*WHAT YOU HAVE TO DO:*
Spot each line in the records below where the word "happens" occurs, then copy it.

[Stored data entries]
- - - - -
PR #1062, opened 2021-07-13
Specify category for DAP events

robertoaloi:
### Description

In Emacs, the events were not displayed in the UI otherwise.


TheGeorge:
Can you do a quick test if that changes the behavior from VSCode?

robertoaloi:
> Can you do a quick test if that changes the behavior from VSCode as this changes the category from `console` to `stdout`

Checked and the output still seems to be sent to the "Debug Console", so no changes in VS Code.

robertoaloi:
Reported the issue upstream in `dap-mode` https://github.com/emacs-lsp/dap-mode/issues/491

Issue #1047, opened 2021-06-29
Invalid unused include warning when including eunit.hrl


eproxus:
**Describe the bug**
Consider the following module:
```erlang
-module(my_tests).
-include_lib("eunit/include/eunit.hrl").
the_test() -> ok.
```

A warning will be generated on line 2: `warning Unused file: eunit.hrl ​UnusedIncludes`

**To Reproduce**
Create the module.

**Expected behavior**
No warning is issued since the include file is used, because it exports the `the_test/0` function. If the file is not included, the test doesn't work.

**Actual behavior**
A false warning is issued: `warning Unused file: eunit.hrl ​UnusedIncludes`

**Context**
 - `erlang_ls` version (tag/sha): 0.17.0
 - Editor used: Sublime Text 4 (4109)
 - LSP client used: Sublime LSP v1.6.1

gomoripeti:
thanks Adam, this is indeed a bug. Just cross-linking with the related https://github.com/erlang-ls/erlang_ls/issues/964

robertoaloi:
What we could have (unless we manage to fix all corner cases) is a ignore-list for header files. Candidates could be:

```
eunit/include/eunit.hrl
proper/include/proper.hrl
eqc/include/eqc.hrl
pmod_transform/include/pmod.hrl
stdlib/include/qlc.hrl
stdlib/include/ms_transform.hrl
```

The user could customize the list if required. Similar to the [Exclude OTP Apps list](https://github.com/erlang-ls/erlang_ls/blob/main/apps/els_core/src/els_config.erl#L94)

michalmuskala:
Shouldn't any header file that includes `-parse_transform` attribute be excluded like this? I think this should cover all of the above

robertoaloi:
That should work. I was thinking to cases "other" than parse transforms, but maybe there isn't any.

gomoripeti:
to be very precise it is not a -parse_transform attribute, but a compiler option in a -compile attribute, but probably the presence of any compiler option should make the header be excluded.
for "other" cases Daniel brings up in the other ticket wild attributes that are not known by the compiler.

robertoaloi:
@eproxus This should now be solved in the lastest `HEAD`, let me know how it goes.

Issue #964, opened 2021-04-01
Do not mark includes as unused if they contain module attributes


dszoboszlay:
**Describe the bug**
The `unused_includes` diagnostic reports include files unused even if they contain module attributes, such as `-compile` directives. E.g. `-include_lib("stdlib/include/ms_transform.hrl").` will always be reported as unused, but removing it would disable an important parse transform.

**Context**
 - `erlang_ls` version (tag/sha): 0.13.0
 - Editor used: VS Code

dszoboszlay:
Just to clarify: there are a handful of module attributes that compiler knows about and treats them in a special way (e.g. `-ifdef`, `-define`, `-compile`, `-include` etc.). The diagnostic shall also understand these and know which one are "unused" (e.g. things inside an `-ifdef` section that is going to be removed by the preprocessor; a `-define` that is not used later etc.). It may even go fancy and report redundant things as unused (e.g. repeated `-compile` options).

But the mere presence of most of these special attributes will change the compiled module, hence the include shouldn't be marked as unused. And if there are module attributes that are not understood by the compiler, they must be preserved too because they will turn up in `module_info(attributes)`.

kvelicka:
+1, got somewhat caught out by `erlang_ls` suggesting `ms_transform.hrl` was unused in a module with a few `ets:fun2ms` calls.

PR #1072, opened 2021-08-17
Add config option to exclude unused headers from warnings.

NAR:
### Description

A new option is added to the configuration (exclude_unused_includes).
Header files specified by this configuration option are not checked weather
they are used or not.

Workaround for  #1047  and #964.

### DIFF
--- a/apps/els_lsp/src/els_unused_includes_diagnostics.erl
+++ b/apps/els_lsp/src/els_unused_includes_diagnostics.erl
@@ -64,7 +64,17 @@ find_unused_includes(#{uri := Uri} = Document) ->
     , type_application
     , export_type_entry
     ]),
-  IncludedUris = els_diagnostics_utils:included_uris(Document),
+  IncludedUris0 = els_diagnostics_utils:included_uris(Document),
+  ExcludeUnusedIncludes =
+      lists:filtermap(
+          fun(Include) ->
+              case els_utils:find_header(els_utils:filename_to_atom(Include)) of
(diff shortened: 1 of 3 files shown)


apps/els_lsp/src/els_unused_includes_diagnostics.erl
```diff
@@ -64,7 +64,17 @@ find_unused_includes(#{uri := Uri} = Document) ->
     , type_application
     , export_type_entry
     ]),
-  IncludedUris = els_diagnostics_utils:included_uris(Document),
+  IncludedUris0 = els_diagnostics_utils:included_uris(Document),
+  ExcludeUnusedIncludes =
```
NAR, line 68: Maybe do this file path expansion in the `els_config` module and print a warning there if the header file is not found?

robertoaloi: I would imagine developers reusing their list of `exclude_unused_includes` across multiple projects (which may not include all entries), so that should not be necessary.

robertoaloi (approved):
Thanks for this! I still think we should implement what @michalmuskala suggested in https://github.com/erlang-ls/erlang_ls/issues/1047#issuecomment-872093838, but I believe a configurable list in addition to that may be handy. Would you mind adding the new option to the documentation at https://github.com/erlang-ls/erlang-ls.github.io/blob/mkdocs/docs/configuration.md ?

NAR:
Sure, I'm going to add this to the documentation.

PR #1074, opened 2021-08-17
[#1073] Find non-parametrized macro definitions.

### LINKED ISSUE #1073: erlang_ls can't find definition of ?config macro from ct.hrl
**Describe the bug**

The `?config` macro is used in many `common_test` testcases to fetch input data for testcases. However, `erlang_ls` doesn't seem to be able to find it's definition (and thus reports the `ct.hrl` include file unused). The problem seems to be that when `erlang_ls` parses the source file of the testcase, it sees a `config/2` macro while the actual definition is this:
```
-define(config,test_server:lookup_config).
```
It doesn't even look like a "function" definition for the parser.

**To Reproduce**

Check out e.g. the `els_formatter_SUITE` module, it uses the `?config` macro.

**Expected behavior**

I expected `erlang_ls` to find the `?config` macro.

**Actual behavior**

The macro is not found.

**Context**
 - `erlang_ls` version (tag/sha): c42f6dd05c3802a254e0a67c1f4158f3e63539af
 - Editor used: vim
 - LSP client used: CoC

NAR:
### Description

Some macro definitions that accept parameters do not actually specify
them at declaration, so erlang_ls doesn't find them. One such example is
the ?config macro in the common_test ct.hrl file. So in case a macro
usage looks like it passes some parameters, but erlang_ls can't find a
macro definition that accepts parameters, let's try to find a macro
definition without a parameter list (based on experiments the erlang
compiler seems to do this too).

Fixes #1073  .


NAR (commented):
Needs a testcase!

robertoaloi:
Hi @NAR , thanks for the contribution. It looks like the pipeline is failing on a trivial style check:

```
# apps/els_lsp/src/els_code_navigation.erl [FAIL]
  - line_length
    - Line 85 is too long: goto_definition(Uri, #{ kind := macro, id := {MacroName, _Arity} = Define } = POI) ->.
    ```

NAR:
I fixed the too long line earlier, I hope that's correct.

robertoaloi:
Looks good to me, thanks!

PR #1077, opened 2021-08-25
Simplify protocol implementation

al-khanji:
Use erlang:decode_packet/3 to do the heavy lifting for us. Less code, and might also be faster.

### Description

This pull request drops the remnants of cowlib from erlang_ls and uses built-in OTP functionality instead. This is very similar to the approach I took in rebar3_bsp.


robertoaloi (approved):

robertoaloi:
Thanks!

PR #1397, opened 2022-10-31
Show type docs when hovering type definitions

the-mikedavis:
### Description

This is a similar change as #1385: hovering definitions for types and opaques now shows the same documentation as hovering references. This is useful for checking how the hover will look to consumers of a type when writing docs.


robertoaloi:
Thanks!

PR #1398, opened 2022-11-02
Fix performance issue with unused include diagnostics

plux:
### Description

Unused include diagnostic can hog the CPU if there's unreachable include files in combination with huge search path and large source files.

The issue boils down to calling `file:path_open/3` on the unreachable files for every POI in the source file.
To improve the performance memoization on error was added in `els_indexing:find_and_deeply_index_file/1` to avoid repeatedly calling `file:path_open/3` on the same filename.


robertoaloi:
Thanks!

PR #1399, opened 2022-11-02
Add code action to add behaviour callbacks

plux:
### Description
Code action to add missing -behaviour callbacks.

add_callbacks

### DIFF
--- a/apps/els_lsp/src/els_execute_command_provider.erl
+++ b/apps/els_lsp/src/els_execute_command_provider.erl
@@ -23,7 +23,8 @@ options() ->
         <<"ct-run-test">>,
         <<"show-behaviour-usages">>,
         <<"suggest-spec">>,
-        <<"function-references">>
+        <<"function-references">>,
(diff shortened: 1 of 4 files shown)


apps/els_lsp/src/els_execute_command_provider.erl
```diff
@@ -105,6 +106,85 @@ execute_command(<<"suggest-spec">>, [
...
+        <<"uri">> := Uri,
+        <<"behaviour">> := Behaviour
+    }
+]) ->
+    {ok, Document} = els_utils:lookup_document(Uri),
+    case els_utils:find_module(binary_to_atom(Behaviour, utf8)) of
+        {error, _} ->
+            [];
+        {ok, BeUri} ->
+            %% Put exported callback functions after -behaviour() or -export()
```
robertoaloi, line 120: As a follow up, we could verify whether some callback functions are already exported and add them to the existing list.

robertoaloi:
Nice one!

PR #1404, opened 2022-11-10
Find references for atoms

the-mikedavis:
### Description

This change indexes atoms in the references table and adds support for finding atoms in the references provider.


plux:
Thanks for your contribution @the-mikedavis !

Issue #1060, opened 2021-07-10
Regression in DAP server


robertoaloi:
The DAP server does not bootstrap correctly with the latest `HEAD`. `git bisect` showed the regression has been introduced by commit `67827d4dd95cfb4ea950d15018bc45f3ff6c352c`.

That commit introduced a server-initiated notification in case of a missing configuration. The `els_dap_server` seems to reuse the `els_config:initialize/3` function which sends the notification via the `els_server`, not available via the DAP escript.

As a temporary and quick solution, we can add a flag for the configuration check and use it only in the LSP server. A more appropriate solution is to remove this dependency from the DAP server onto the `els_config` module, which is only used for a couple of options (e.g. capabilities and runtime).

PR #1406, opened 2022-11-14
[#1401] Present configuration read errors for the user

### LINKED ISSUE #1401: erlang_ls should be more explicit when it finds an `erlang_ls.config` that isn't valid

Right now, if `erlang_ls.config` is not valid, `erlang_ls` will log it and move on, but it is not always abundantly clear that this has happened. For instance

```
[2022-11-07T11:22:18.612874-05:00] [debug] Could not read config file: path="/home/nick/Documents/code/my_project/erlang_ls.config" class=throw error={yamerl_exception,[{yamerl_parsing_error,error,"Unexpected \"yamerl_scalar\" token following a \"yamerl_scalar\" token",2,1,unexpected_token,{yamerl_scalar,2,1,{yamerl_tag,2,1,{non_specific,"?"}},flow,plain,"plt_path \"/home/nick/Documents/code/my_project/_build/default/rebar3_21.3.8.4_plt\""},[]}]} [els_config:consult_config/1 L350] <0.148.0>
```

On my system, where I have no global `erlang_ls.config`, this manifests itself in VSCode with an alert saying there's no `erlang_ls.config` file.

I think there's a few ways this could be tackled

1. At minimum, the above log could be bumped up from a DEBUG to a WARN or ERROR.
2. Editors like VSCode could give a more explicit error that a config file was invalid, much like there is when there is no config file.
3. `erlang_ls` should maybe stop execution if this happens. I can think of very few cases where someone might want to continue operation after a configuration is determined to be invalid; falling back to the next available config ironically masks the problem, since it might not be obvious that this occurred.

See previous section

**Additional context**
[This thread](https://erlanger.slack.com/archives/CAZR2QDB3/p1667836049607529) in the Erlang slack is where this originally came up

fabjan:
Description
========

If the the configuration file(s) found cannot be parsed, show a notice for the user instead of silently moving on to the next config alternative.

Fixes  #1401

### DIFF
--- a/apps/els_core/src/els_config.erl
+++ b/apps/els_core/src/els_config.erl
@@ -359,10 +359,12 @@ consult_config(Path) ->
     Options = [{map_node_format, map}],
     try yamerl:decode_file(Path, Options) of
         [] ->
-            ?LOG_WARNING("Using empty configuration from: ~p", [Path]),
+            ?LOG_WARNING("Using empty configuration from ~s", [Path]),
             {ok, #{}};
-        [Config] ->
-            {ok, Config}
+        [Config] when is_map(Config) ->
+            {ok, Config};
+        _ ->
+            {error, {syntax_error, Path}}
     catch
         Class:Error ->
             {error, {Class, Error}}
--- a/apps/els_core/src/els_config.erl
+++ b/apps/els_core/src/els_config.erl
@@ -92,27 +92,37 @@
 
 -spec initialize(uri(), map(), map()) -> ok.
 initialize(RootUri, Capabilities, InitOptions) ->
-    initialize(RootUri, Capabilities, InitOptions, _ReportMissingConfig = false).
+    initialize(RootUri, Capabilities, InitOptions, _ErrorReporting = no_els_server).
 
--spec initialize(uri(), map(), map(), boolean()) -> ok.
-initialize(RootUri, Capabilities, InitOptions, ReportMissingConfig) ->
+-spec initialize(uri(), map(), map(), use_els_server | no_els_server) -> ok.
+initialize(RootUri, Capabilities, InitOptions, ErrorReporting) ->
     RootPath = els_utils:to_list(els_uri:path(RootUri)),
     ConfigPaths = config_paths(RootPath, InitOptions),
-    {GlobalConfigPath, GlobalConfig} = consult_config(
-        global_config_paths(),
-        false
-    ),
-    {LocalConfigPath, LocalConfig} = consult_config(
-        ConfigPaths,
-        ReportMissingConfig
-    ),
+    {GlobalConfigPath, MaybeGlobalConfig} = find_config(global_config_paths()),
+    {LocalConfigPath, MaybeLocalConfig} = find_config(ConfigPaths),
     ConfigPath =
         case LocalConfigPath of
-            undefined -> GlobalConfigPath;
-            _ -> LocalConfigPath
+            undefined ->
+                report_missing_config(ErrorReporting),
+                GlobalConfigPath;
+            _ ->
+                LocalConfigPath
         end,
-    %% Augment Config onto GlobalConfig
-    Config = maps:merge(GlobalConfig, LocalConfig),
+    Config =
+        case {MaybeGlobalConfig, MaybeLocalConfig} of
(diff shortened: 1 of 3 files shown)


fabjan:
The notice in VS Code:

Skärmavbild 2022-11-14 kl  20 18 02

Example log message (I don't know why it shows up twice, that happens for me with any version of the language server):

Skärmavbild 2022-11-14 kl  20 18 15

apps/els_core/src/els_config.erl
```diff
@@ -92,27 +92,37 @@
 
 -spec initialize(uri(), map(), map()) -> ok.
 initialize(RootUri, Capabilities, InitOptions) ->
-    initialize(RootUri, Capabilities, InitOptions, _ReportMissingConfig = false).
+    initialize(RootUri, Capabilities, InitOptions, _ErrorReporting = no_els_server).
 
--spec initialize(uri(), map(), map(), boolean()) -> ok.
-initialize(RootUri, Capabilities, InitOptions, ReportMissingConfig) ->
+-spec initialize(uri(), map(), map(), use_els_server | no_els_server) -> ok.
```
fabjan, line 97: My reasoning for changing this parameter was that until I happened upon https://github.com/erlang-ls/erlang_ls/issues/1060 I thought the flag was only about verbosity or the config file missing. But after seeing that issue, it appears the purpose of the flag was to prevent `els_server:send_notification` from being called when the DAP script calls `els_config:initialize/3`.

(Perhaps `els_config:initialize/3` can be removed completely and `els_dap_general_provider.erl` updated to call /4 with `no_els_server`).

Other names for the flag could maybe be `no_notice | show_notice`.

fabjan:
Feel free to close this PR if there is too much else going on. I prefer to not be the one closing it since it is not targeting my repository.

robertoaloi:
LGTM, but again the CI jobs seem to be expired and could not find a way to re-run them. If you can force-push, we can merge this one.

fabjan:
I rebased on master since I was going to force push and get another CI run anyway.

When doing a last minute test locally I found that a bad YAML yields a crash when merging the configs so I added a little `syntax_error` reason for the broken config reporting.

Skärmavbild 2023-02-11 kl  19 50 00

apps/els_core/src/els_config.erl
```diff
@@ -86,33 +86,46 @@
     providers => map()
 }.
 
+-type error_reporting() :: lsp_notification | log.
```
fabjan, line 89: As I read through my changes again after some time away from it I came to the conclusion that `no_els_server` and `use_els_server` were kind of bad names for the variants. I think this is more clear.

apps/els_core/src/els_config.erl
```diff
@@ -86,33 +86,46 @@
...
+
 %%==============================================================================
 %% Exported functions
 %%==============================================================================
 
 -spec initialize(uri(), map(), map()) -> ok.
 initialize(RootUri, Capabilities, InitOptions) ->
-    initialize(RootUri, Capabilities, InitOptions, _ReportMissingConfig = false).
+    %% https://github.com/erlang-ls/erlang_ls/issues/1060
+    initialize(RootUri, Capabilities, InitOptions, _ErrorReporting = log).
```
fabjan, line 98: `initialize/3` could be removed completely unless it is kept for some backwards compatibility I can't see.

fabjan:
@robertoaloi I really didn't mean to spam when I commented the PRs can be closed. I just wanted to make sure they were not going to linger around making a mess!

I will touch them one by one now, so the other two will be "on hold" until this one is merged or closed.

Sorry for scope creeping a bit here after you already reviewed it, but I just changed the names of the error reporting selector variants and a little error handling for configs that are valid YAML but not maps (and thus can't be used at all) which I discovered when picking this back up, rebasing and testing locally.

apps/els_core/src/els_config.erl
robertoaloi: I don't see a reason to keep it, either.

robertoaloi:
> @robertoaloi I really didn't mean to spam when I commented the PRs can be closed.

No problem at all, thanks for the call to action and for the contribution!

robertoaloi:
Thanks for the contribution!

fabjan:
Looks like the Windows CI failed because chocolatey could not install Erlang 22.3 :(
- - - - -
*ANSWER SPACE:*
3. `erlang_ls` should maybe stop execution if this happens. I can think of very few cases where someone might want to continue operation after a configuration is determined to be invalid; falling back to the next available config ironically masks the problem, since it might not be obvious that this occurred.
Example log message (I don't know why it shows up twice, that happens for me with any version of the language server):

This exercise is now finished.